La déflagration est telle que, dans la foulée, le Parquet de Paris ouvre une enquête à l’encontre de Gabriel Matzneff pour « viols sur mineur de moins de 15 ans » . Les faits sont pourtant prescrits car antérieurs à la loi de 2018. Celle-ci avait porté le délai de prescription pour les crimes sexuels sur mineurs à trente ans, après la majorité de la victime. Mais, pour Vanessa Springora l’écriture s’affirme, avant tout, comme le lieu où elle peut se ré-approprier son histoire. Celle qui lui avait été confisquée par le prédateur sexuel qui l’avait séduite et utilisée.

Une interprétation respectueuse et incarnée

Au Théâtre du Rond-Point, Ludivine Sagnier fait entendre avec force et subtilité le texte de Vanessa Springora. Seule en scène, l’actrice donne voix à la narratrice, qu’elle soit enfant, adolescente ou adulte. Elle interprète également au hasard des échanges, la mère de V. , le philosophe Cioran, un médecin, un psychologue, et Matzneff lui-même… La comédienne, avec une grande dignité, prend en charge la puissance émotionnelle du texte, sans jamais tomber dans la facilité. La parole est toute entière tournée vers la restitution respectueuse et incarnée du texte. .
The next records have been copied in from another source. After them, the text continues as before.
PR #52748, opened 2025-07-02
Add DAG calendar view endpoint

SavingFrame:
Hello everyone!

This PR adds a new DAG calendar view endpoint that provides scheduling information in a calendar format. This endpoint returns the calendar that existed in Airflow 2.x but provides additional functionality. The new endpoint includes filtering by `logical_date` and the ability to choose granularity, allowing users to customize their calendar view based on specific time periods and detail levels.

## Changes in this PR:
- Create service file that processes historical DagRuns and presumes queued runs
- Add UI endpoint
- Update Swagger documentation
- Add tests for different options of this endpoint

## How was this patch tested?

- Added comprehensive unit tests for the calendar endpoint
- Tests cover various scenarios including date filtering, granularity options, and DAG selection
- All existing tests continue to pass
- Static code checks and pre-commit hooks pass

## API Details

**Endpoint:** `GET /ui/calendar/{dag_id}`

**Path Parameters:**
- `dag_id` (string, required): The DAG ID

**Query Parameters:**
- `granularity` (string, optional): Time granularity - `"hourly"` or `"daily"` (default: `"daily"`)
- `logical_date_gte` (datetime, optional): Start date for filtering (ISO 8601 format)
- `logical_date_lte` (datetime, optional): End date for filtering (ISO 8601 format)

**Response Format:**
Returns an array of `CalendarTimeRangeResult` objects with the following structure:

```json
[
  {
    "datetime": "2024-01-15 00:00:00",
    "state": "success",
    "count": 5
  },
  {
    "datetime": "2024-01-15 00:00:00",
    "state": "running",
    "count": 2
  },
  {
    "datetime": "2024-01-16 00:00:00",
    "state": "planned",
    "count": 7
  }
]
```

**Response Fields:**
- `datetime`: The timestamp for the calendar entry
- `state`: Task state - one of `"queued"`, `"running"`, `"success"`, `"failed"`, or `"planned"`
- `count`: Number of task instances in this state at the given time

## Related Links
- [[Discussion](https://github.com/apache/airflow/discussions/50907)](https://github.com/apache/airflow/discussions/50907)
- [[Reference PR](https://github.com/apache/airflow/pull/37988)](https://github.com/apache/airflow/pull/37988) that provided the main logic
[...]

PR #71263, opened 2026-08-07
Fix Calendar view hanging for Dags with high-frequency cron schedules

theJohnnyBrown:
The Calendar view's planned-runs computation for cron timetables iterates croniter until the year boundary with no cap, while the generic-timetable path has always stopped at `MAX_PLANNED_RUNS` (2000). The scan runs synchronously in the request handler on every calendar request, and the date-range filter does not bound it (filtered dates are skipped, not stopped at).

Measured cost of the unbounded loop per `GET /ui/calendar/{dag_id}` request:

| Schedule | Iterations to year end (from early Jan) | Time |
|---|---|---|
| `*/5 * * * *` | ~104k | ~2 s |
| `* * * * *` | ~520k | ~7 s |
| `* * * * * *` (seconds cron) | ~31.5M | ~5.5 min of CPU |

Any user with Dag read access triggers this just by opening the Calendar tab of such a Dag, which can pin an API server worker.

This applies the same `MAX_PLANNED_RUNS` cap the generic path has used since the endpoint was added (#52748), via `itertools.islice`. Planned cells for high-frequency crons are now shown up to 2000 runs ahead, consistent with what an equivalent `timedelta`-scheduled Dag already does.

The new test fails without the fix (the request returns ~300k planned runs after ~4.5 s) and passes with it; all existing calendar tests pass.

---


pierrejeambrun (approved):
Thanks for the PR.

LGTM, tested and working as expected.

As a follow up it would be great to:
- Maybe have a slightly higher limit than 2000 which seems low
- Have feedback in the UI that "the number of planned run is too high to predict to the end of the year and therefore it's the reason why it's cut off"

Dashboard page is doing something similar with (50000+ displayed when number of runs / TI is too big to compute)

Otherwise people might get confused why the schedule is stopping after a couple of days like such:

Image

But that's not specific to this PR, the other branch has the same problem I assume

Ludivine Sagnier partage le plateau avec le musicien Pierre Belleville. Les percussions de la batterie nourrissent la création musicale de Dan Lévy et donnent écho à la violence ressentie par le corps de l’actrice. D’âpres spasmes la secouent, alors. Tête baissée, ses mains frappent son ventre. S’exprime par cette brutalité, ce que personne autour de V. ne veut voir : que son corps et son être ne lui appartiennent plus.

La mise en scène de Sébastien Davis, vive et sobre, ménage deux espaces. Sur le plateau, plusieurs éléments de décor, un lit, une table, de chaque côté du tapis de scène, construisent des repères à l’avancée du récit. Au lointain, un grand tissu évoque une sorte de membrane utérine derrière laquelle l’actrice parfois se fige. Seule sa silhouette immobile se devine tandis que sa voix paraît se dédoubler.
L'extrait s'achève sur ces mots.